## TASK PROMPT
All of the entries need to be repeated exactly. Leave nothing out.

════════════════════

PR #1862, opened 2018-10-25
make zone a dropdown list which has GPU available

kunmingg:


kunmingg:
Now UI looks like:

screen shot 2018-10-25 at 1 20 10 pm

abhi-g:
Will the deployment from the webapp continue to ensure there is a GPU pool? And this dropdown will ensure that the user selects a zone that has GPUs?

kunmingg:
@abhi-g 
The dropdown list only include zones with GPU available.

lluunn:
Do all the zones listed have broadwell?

PR #1916, opened 2018-11-06
fixes 'Create an openvino component'

### LINKED ISSUE #1913: Create an openvino component
This component will deploy the [openVINO model server](https://github.com/IntelAI/OpenVINO-model-server/)

kkasravi:
fixes #1913

---
This change is [Reviewable](https://reviewable.io/reviews/kubeflow/kubeflow/1916)


kubeflow/openvino/openvino.libsonnet
```diff
@@ -0,0 +1,101 @@
...
+      service.mixin.metadata.
+        withNamespace(params.namespace).
+        withAnnotationsMixin({
+        "getambassador.io/config":
+          std.join("\n", [
+            "---",
+            "apiVersion: ambassador/v0",
+            "kind:  Mapping",
+            "name: ov-mapping-" + params.name + "-get",
+            "prefix: / " + params.name + "/",
```
lluunn: should be prefix has something before name?
like openvino, or ov

kubeflow/openvino/openvino.libsonnet
```diff
@@ -0,0 +1,101 @@
...
+            "rewrite: /",
+            "method: GET",
```
lluunn: do you only want route for GET?

kubeflow/openvino/openvino.libsonnet
```diff
@@ -0,0 +1,101 @@
...
+
+    local ovContainer =
+      container.new(
+        params.name, params.imageURL
+      ).withImagePullPolicy("IfNotPresent").
+        withArgs([
+        "ie_serving",
+        "model",
+        "--model_path",
+        "/opt/ml/resnet",
```
lluunn: shouldn't model path be a param?
also the model name below.

kubeflow/openvino/openvino.libsonnet
kkasravi: removed GET

kubeflow/openvino/openvino.libsonnet
kkasravi: it will end up as /openvino/ - so similar to jupyter's /hub/ or /user/

lluunn: For hub, it has /hub/ in the prefix.
I think we want /openvino/ in the path, so the prefix should be something like
`"/openvino/" + params.name + "/"` , right?

kkasravi: i agree - but params.name is "openvino" ... where you thinking /openvino/openvino/ ?

kubeflow/openvino/openvino.libsonnet
kkasravi: added these as params

kubeflow/openvino/openvino.libsonnet
lluunn: Why would params.name be openvino?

════════════════════

## TASK RESULT
PR #1862, opened 2018-10-25
make zone a dropdown list which has GPU available

kunmingg:


kunmingg:
Now UI looks like:

screen shot 2018-10-25 at 1 20 10 pm

abhi-g:
Will the deployment from the webapp continue to ensure there is a GPU pool? And this dropdown will ensure that the user selects a zone that has GPUs?

kunmingg:
@abhi-g 
The dropdown list only include zones with GPU available.

lluunn:
Do all the zones listed have broadwell?

PR #1916, opened 2018-11-06
fixes 'Create an openvino component'

### LINKED ISSUE #1913: Create an openvino component
This component will deploy the [openVINO model server](https://github.com/IntelAI/OpenVINO-model-server/)

kkasravi:
fixes #1913

---
This change is [Reviewable](https://reviewable.io/reviews/kubeflow/kubeflow/1916)


kubeflow/openvino/openvino.libsonnet
```diff
@@ -0,0 +1,101 @@
...
+      service.mixin.metadata.
+        withNamespace(params.namespace).
+        withAnnotationsMixin({
+        "getambassador.io/config":
+          std.join("\n", [
+            "---",
+            "apiVersion: ambassador/v0",
+            "kind:  Mapping",
+            "name: ov-mapping-" + params.name + "-get",
+            "prefix: / " + params.name + "/",
```
lluunn: should be prefix has something before name?
like openvino, or ov

kubeflow/openvino/openvino.libsonnet
```diff
@@ -0,0 +1,101 @@
...
+            "rewrite: /",
+            "method: GET",
```
lluunn: do you only want route for GET?

kubeflow/openvino/openvino.libsonnet
```diff
@@ -0,0 +1,101 @@
...
+
+    local ovContainer =
+      container.new(
+        params.name, params.imageURL
+      ).withImagePullPolicy("IfNotPresent").
+        withArgs([
+        "ie_serving",
+        "model",
+        "--model_path",
+        "/opt/ml/resnet",
```
lluunn: shouldn't model path be a param?
also the model name below.

kubeflow/openvino/openvino.libsonnet
kkasravi: removed GET

kubeflow/openvino/openvino.libsonnet
kkasravi: it will end up as /openvino/ - so similar to jupyter's /hub/ or /user/

lluunn: For hub, it has /hub/ in the prefix.
I think we want /openvino/ in the path, so the prefix should be something like
`"/openvino/" + params.name + "/"` , right?

kkasravi: i agree - but params.name is "openvino" ... where you thinking /openvino/openvino/ ?

kubeflow/openvino/openvino.libsonnet
kkasravi: added these as params

kubeflow/openvino/openvino.libsonnet
lluunn: Why would params.name be openvino?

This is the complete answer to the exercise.